The most famous historic site in Hebron sits on the Cave of the Patriarchs. The site is holy to the three Abrahamic faiths: Judaism, Christianity, and Islam. According to the book of Genesis, Abraham purchased the cave and the field surrounding it to bury his wife Sarah. The cave ultimately became the burial site for Abraham himself as well as Isaac and Rebekah, and Jacob and Leah. For this reason, Hebron is considered the second of the four holiest cities in Judaism (along with Jerusalem, Tiberias and Tzfat). The cave itself, also known as the Cave of Machpelah, is considered the second holiest site in Judaism, and churches, synagogues and mosques have been built there throughout history. It is surmounted by a large mosque, al-Haram al-Ibrahimi al-Khalil (The Sanctuary of Abraham, the Friend). Both Jewish and Muslim services are held there, the tomb being opened to all worshippers following the 1967 Six-Day War, after having been closed to non-Muslims for the previous 700 years.
Hebron has been a city of conflict between Palestinian residents and Israeli Settlers and has required the support of the international community serving as a stabilizing, buffering, force.
Ancient Period
Hebron is one of the most ancient cities in the Middle East, and one of the oldest continuously inhabited cities in the world. Hebron was an ancient Canaanite royal city, which according to archaeological findings was probably founded in 3,500 B.C.E., and mentioned in the Bible as existing during the eighteenth century B.C.E.
Abraham purchased the Cave of Machpelah in Hebron as a burial place for his wife, Sarah, from Ephron the Hittite (Genesis 23). This eventually became the burial place not only for Sarah, but also for Abraham, Isaac and his wife Rebekah, and Jacob and his wife Leah. This site is now known as Cave of the Patriarchs and, according to Midrashic sources it also contains the head of Esau, and to Islamic sources, is also the tomb of Joseph, son of Jacob.
Hebron is mentioned as being formerly called Kiryat Arba, Kirjath-arba or Qiryat Arba’ (Hebrew meaning “City of the Four”), before being conquered by Joshua and the Israelites (Joshua 14).
Hebron became one of the principal centers of the Tribe of Judah. The Judahite David was commanded by God to go to Hebron. He was annointed king there and reigned in the city until the capture of Jerusalem, when the capital of the Kingdom of Israel was moved to that city (II Samuel 2–5).

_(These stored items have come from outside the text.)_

Issue #17647, opened 2025-02-02
`WorldQuery` types for working with relationships


alice-i-cecile:
## What problem does this solve or what need does it fill?

Working with relationships in Bevy is cumbersome, requiring multiple queries, manual iteration and repeated calls to Query::get to correlate the information about the relationship graph with the data you actually want to fetch.

This is particularly annoying in the context of exclusive world access, as keeping multiple queries alive at once requires the use of `SystemState`.

Many of these systems follow very common patterns: surely we can write simple abstractions over them.

## What solution would you like?

Add 4 query filter types:

- [ ] `RelatedTo<R: Relationship, F: QueryFilter>`: is this entity related to an entity that matches the query filter? 
- [ ] `Scan<RT: RelationshipTarget, F: QueryFilter>`: do any of the entities which are related to this entity match the query filter?
- [ ] `WithAncestor<R: Relationship, F: QueryFilter>`: is this entity transitively related to any entities (searching up recursively) that match the given query filter?
- [ ] `WithDescendant<RT: RelationshipTarget, F: QueryFilter>`: do any of the entities which are transitively related to this entity (searching down recursively)  match the query filter?

**Implementation note:** both WithAncestor and WithDescendant are naively O(N^2). We can cache the decisions made and check the cache to reduce that to O(N). That doesn't have to be in the first PR.

Add an initial query data type:

- [ ] `Related<R: Relationship, D: QueryData>`: fetch the data of type `D` from the entity that this entity is related to via `R`.

Note that `Option<Related<R, D>>` is extremely useful for looking up data if and only if it exists.

Finally, add a type alias

- [ ] `type Parent<D: QueryData> = Related<R: ChildOf, D: QueryData>`

## What alternative(s) have you considered?

Users who need these helpers can continue to work with multiple queries per system. This is not very pleasant, and often obscures meaning.

Alternatively, these helpers should generally be implementable outside of bevy_ecs. Doing so is a non-trivial amount of work, and requires fairly complex unsafe code.

## Additional context

These query helper types build on the work in #17398; while they are intended to be ergonomic, pleasant to work with and forward-compatible, performance is a secondary concern. Archetypal relations (as seen in flecs, or proposed as part of #17564) would likely improve the speed of many of these operations.

These types were first designed in https://hackmd.io/UCyLaF4YStC0cTSE8Fm7cw, and discussed [on Discord](https://discord.com/channels/691052431525675048/1334239065599512718/1334239208826732666).

[...]

PR #17649, opened 2025-02-02
Add a `RelatedTo` filter for querying relations

alice-i-cecile:
# Objective

Looking for entities that have a parent (or other relationship) where the parent meets some filter is a common task.

Part of #17647.

## Solution

Make it easier by adding a `RelatedTo` type which implements `QueryFilter`.

Tasks:

- [x] create the basic type
- [x] successfully implement WorldQuery and QueryFilter
- [x] add comprehensive tests
- [x] extend documentation 
- [ ] ensure tests pass and implementation is correct

## Testing

I've added a number of unit tests (and a simple doc test) checking this implementation against various forms of query filters.

### DIFF
--- a/crates/bevy_ecs/src/relationship/relationship_query.rs
+++ b/crates/bevy_ecs/src/relationship/relationship_query.rs
@@ -390,13 +390,16 @@ unsafe impl<R: Relationship, F: QueryFilter> WorldQuery for RelatedTo<R, F> {
         table_row: TableRow,
     ) -> Self::Item<'w> {
         // Look up the relationship
-        let relation =
-            <&'static R as WorldQuery>::fetch(&mut fetch.relation_fetch, entity, table_row);
+        // SAFETY: the safety requirements for calling `fetch` on `R` are a subset of the safety requirements for calling this method
+        let relation = unsafe {
+            <&'static R as WorldQuery>::fetch(&mut fetch.relation_fetch, entity, table_row)
+        };
         // Then figure out what the related entity is
         let related_entity = relation.get();
 
         // Finally, check if the related entity matches the filter
-        <F as WorldQuery>::fetch(&mut fetch.filter_fetch, related_entity, table_row)
+        // SAFETY: the safety requirements for calling `fetch` on `F` are a subset of the safety requirements for calling this method
+        unsafe { <F as WorldQuery>::fetch(&mut fetch.filter_fetch, related_entity, table_row) }
     }
 
     fn update_component_access(
--- a/crates/bevy_ecs/src/relationship/relationship_query.rs
+++ b/crates/bevy_ecs/src/relationship/relationship_query.rs
@@ -507,6 +507,27 @@ mod tests {
     struct A;
 
     #[test]
+    fn related_to_empty_filter() {
+        let mut world = World::default();
+        let parent = world.spawn_empty().id();
+        let child = world.spawn(ChildOf(parent)).id();
+        let _unrelated = world.spawn_empty().id();
+        let grandchild = world.spawn(ChildOf(child)).id();
+
+        let mut query_state = world.query_filtered::<Entity, RelatedTo<ChildOf, ()>>();
+        for matching_entity in query_state.iter(&world) {
+            let matches_child_or_grandchild =
+                matching_entity == child || matching_entity == grandchild;
+            assert!(
+                matches_child_or_grandchild,
+                "Entity {matching_entity} should have a parent"
+            );
+        }
+
+        assert_eq!(query_state.iter(&world).count(), 2);
+    }
+
+    #[test]
     fn related_to() {
         let mut world = World::default();
         let entity = world.spawn(A).id();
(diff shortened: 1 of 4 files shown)


alice-i-cecile:
Currently, `WorldQuery::shrink` is complaining about:
> lifetime may not live long enough
> consider adding the following bound: `'wshort: 'wlong`

And `WorldQuery::fetch` is complaining about:

> lifetime may not live long enough
> consider adding the following bound: `'wshort: 'wlong`
> requirement occurs because of the type `RelatedToFetch<'_, R, F>`, which makes the generic argument `'_` invariant
> the struct `RelatedToFetch<'w, R, F>` is invariant over the parameter `'w`
> see <https://doc.rust-lang.org/nomicon/subtyping.html> for more information about variance

Obviously, neither of those suggestions are good ('short must be less than 'long!), but I'm not immediately sure how to fix it.

chescock:
> Currently, `WorldQuery::shrink` is complaining about:
> 
> > lifetime may not live long enough
> > consider adding the following bound: `'wshort: 'wlong`
> 
> And `WorldQuery::fetch` is complaining about:

I think you need to call `F::shrink(item)` and do something like 
```rust
RelatedToFetch { 
  relation_fetch: <&R>::shrink_fetch(fetch.relation_fetch),
  filter_fetch: F::shrink_fetch(fetch.filter_fetch),
}
```

The implementations that have concrete types can just return `item` and `fetch` because the compiler knows the concrete types are covariant.  Here we have associated types on generic parameters, so the compiler assumes they might be invariant and we have to call the `shrink` methods explicitly.

crates/bevy_ecs/src/relationship/relationship_query.rs
```diff
@@ -270,3 +276,356 @@ where
...
+                matches_child_or_grandchild,
+                "Entity {matching_entity} should have a parent"
+            );
+        }
+
+        assert_eq!(query_state.iter(&world).count(), 2);
+    }
+
+    #[test]
+    fn related_to_with() {
```
alice-i-cecile, line 538: Fails.

crates/bevy_ecs/src/relationship/relationship_query.rs
```diff
@@ -270,3 +276,356 @@ where
...
+        let parent = world.spawn(A).id();
+        let child = world.spawn(ChildOf(parent)).id();
+        let mut query_state = world.query_filtered::<Entity, RelatedTo<ChildOf, With<A>>>();
+        let fetched_child = query_state.iter(&world).next().unwrap();
+
+        assert_eq!(child, fetched_child);
+    }
+
+    #[test]
+    fn related_to_same_with() {
```
alice-i-cecile, line 549: Passes?!

crates/bevy_ecs/src/relationship/relationship_query.rs
```diff
@@ -270,3 +276,356 @@ where
...
+            world.query_filtered::<Entity, (With<A>, RelatedTo<ChildOf, With<A>>)>();
+        let fetched_child = query_state.iter(&world).next().unwrap();
+
+        assert_eq!(child, fetched_child);
+    }
+
+    // If this test fails but the one above passes,
+    // the RelatedTo filter is probably not matching enough archetypes.
+    #[test]
+    fn related_to_different_with() {
```
alice-i-cecile, line 563: Also fails.

crates/bevy_ecs/src/relationship/relationship_query.rs
```diff
@@ -270,3 +276,356 @@ where
...
+    }
+
+    fn get_state(components: &crate::component::Components) -> Option<Self::State> {
+        Some(RelatedFilterState {
+            relation_state: <&'static R as WorldQuery>::get_state(components)?,
+            filter_state: <F as WorldQuery>::get_state(components)?,
+        })
+    }
+
+    fn matches_component_set(
```
alice-i-cecile, line 428: Given the test pattern, I suspect that this method is wrong, but I can't figure out why.

alice-i-cecile (commented):
Alright, I think I've figured out the core of what's going wrong here and why some tests pass but others fail. Take this with a grain of salt and correct me: I'm not particularly familiar with manual implementations of `WorldQuery`.

The key pair of tests to look at is `related_to_with` (fails) and `related_to_with_same_archetype` (passes?!).

In order for `WorldQuery::fetch` to work correctly, we must first set the table / archetype correctly, via `WorldQuery::set_table`. Unfortunately, the right table is *different* based on whether we're looking at the base entity (e.g. child) or the target entity (e.g. parent). This means that the case demonstrated in the `related_to_with` component fails to match the right archetype, and `QueryFilter::filter_fetch` / `WorldQuery::fetch` is never called at all. I tested this by sticking a panic in the `fetch` method: it's not hit for the failing tests.

However, when we share components between the base and target entities, we can accidentally look at the right archetypes, and then `WorldQuery::fetch` functions as intended.

As for the fix, I'm really not sure. `WorldQuery` is *really* designed to operate on only a single entity at once, hence the set_archetype / set_table design. We could relax that, but I worry that the performance characteristics would be untenable. We can find out though!

We could instead swap this over to a `SystemParam` type, but that's really not much better than the existing query helpers: the `WorldQuery` impl here / in the linked issue are key to the power and ergonomics.

P.S. I don't think that the API as designed here would work with archetypal relations either 🤔 The core problem is that we need to look at a different table halfway through `WorldQuery::fetch`, and that method doesn't have access to the parameters required to call `set_archetype` and/or `set_table`.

Jar handle stamps bearing Hebrew letters (LMLK seals) dating from 700 B.C.E., the oldest known inscription naming the city, have been found in Hebron.

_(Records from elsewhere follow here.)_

PR #17990, opened 2025-02-23
impl `Eq`/`PartialEq` for `MeshMaterial{2|3}d`

jnhyatt:
# Objective

`Eq`/`PartialEq` are currently implemented for `MeshMaterial{2|3}d` only through the derive macro. Since we don't have perfect derive yet, the impls are only present for `M: Eq` and `M: PartialEq`. On the other hand, I want to be able to compare material components for my toy reactivity project.

## Solution

Switch to manual `Eq`/`PartialEq` impl.

## Testing

Boy I hope this didn't break anything!

### DIFF
--- a/crates/bevy_pbr/src/mesh_material.rs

Following the destruction of the First Temple, most of the Jewish inhabitants of Hebron were exiled and their place was taken by Edomites at about 587 B.C.E. Herod the Great built the wall which still surrounds the Cave of Machpelah. During the first war against the Romans, Hebron was conquered by Simon Bar Giora, the leader of the Sicarii. Eventually it became part of the Byzantine Empire. The Byzantine Emperor Justinian I erected a Christian church over the Cave of Machpelah in the sixth century C.E. which was later destroyed by the Sassanids.
Medieval Period
The Islamic Caliphate established rule over Hebron without resistance in 638. During this period, Muslims converted the Byzantine church at the site of Abraham’s tomb into a mosque. Trade greatly expanded, in particular with bedouins in the Negev and the population to the east of the Dead Sea. Both Muslim and Christian sources note that Umar allowed Jews to build a synagogue and burial ground near the Cave of Machpelah. In the 9th century, Zedakah b. Shomron, a Karaite scholar, wrote about a permanent Jewish presence, and a Jewish man was described as the “keeper of the cave.” El Makdesi, an Arab historian, described “a synagogue and central kitchen which the Jews had set up for all the pilgrims rich and poor” at the turn of the century.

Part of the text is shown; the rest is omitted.